This incisive tweet from type designer James Edmonson of Oh No Type Co looks like a humorous one-liner but is actually a brilliant piece of criticism. In just four words, he summarizes the pervasive tendency towards a visual uniformity that seems to draw in nearly every major tech brand operating today.
EVERYBODY FALL IN LINE! pic.twitter.com/B9JU5nvpMu
— OH no Type Co (@OHnoTypeCo) February 13, 2018
When I read it it struck me as a good companion—a much more succinct and effective one—to the post I wrote here in January about the near ubiquity of a very specific, narrow band of visual expressiveness in illustrations for tech brands.

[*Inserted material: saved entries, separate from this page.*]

PR #1090, opened 2025-11-12
[18.0][MIG] report_footer_html: Migration to 18.0

u0f:
MIgration to 18:
- Support new Odoo native documents layout
- Update translations 
- Update README

https://www.loom.com/share/7b1a82749aff4adc8c4776c67992f6e0

MT-12187 @moduon @Shide


report_footer_html/models/ir_actions_report.py
```diff
@@ -8,7 +8,7 @@ class IrActionsReport(models.Model):
     _inherit = "ir.actions.report"
 
     footer_html = fields.Html(
-        string="Footer HTML",
+        string="Footer",
```
chienandalu: I guess this change is due to the warning in the logs stating that the label is the same that the string. But you just need to remove the string parameter and so you don't have tu update your terms

chienandalu (approved):
Small comment (other than that seems ok)

report_footer_html/models/ir_actions_report.py
u0f: This change was made to match the string that Odoo uses natively, as @Shide proposed to me.

image

chienandalu: What about changing it to "Extra footer" as it describes better how it really behaves?

u0f: I spoke with @Shide and we thought "Extra Footer" is a good change, thanks! Just added.

chienandalu (approved):

fcvalgar (commented):
Thanks for your contribution and the work on this module @u0f . I’ve run an initial round of functional tests in Odoo to validate the behaviour, and most scenarios are working as expected. I’ve found one issue related to image rendering in the HTML footer that might require your review.

Below is the summary of the tests performed:

Test 1: Basic HTML in quotation footer – OK
Test 2: Complex HTML (text + link + simulated logo) in Standard layout – No OK  (the link is not clickable and the logo is not displayed)

image

Test 3: Coexistence with native footer in Striped/Wave layouts – OK
Test 4: Report without Extra Footer content – OK
Test 5: Bottom margin adjustment in Paper Format – OK
Test 6: Footer rendering in qweb-html preview – OK
Test 7: Different HTML footers per report type – OK
Test 8: Footer with image in Extra Footer – Not OK (the image is not rendered in PDF)

image
image

Could you please take a look at this case?

Thank you @u0f

u0f:
Thanks for your review, @fcvalgar.

I’ve been testing adding images to the Extra Footer and didn’t run into any issues — the image is correctly rendered in every Document Layout.

Tested on RunBoat

Regarding the links issue, I’ve been looking into it. This is not actually a bug but an Odoo limitation. In the footer, you can’t add hyperlinked text through the editor, but you can paste link as plain test and it will work.
I’ve added this information to the ROADMAP.md`.

image

fcvalgar (approved):
@u0f Thank you for the detailed explanation. The type of image I was using was not correct. 

LGTM

HviorForgeFlow (approved):
code review, appreciated implementation details :+1:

Like that post, this tweet raises questions about what kind of culture we’re building online and whether it’s as truly diverse as their ostensibly progressive shepherds would claim. For me it also asks the question of why we aren’t examining the design language of these companies with more rigor?
Consider the macro trend of these brands all visually converging alongside the industry’s current mania for design systems. That juxtaposition suggests that we’re far more interested in implementing ideas than we are in ideas themselves. Put another way, as practitioners of design we’re most comfortable asking questions like “How do we implement our brand’s design language, propagate and scale it, and make sure it’s consistent?” We’re much less comfortable asking questions like, “What’s the larger context for the brand we’re building? Are we making a unique and worthwhile contribution to the value of our company, to the world at large, or even to our profession?” It’s the difference between merely executing ideas and really understanding them.